-- DATASET CONTENT follows --
PR #33306, opened 2026-09-08
[Cache] Add missing purge edge-case documentation

ngayerie:
Add three missing edge cases to the cache purge documentation.

DEE-1922

**index.mdx** — note that a 200 response from the purge API does not confirm eviction. The API returns 200 even when the targeted URL was not in cache, which is a frequent source of confusion in support cases.

**purge-by-single-file.mdx** — new "Redirect responses" subsection explaining that purging a URL that returns a 301/302 removes the cached redirect response, not the destination resource. Customers need to purge the final destination URL.

**purge-everything.mdx** — promote the existing performance warning to a `:::caution` callout and recommend targeted purge methods first to reduce origin load.

### DIFF
--- a/src/content/docs/cache/how-to/purge-cache/index.mdx
+++ b/src/content/docs/cache/how-to/purge-cache/index.mdx
@@ -17,7 +17,7 @@ Cloudflare's Instant Purge ensures that updates to your content are reflected im
 To purge cached content using the Cloudflare API, refer to [Purge Cached Content](/api/resources/cache/methods/purge/).
 
 :::note
-A successful purge request returns `HTTP 200`. This indicates that Cloudflare received the request — it does not confirm that Cloudflare cached the targeted content or evicted any content. To verify a purge, request the asset after purging and confirm that `CF-Cache-Status` is no longer `HIT`.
-- DATASET CONTENT concluded --
DIRECTIONS - In full and without error, retype the entries above.

EXPECTED ANSWER -
PR #33306, opened 2026-09-08
[Cache] Add missing purge edge-case documentation

ngayerie:
Add three missing edge cases to the cache purge documentation.

DEE-1922

**index.mdx** — note that a 200 response from the purge API does not confirm eviction. The API returns 200 even when the targeted URL was not in cache, which is a frequent source of confusion in support cases.

**purge-by-single-file.mdx** — new "Redirect responses" subsection explaining that purging a URL that returns a 301/302 removes the cached redirect response, not the destination resource. Customers need to purge the final destination URL.

**purge-everything.mdx** — promote the existing performance warning to a `:::caution` callout and recommend targeted purge methods first to reduce origin load.

### DIFF
--- a/src/content/docs/cache/how-to/purge-cache/index.mdx
+++ b/src/content/docs/cache/how-to/purge-cache/index.mdx
@@ -17,7 +17,7 @@ Cloudflare's Instant Purge ensures that updates to your content are reflected im
 To purge cached content using the Cloudflare API, refer to [Purge Cached Content](/api/resources/cache/methods/purge/).
 
 :::note
-A successful purge request returns `HTTP 200`. This indicates that Cloudflare received the request — it does not confirm that Cloudflare cached the targeted content or evicted any content. To verify a purge, request the asset after purging and confirm that `CF-Cache-Status` is no longer `HIT`.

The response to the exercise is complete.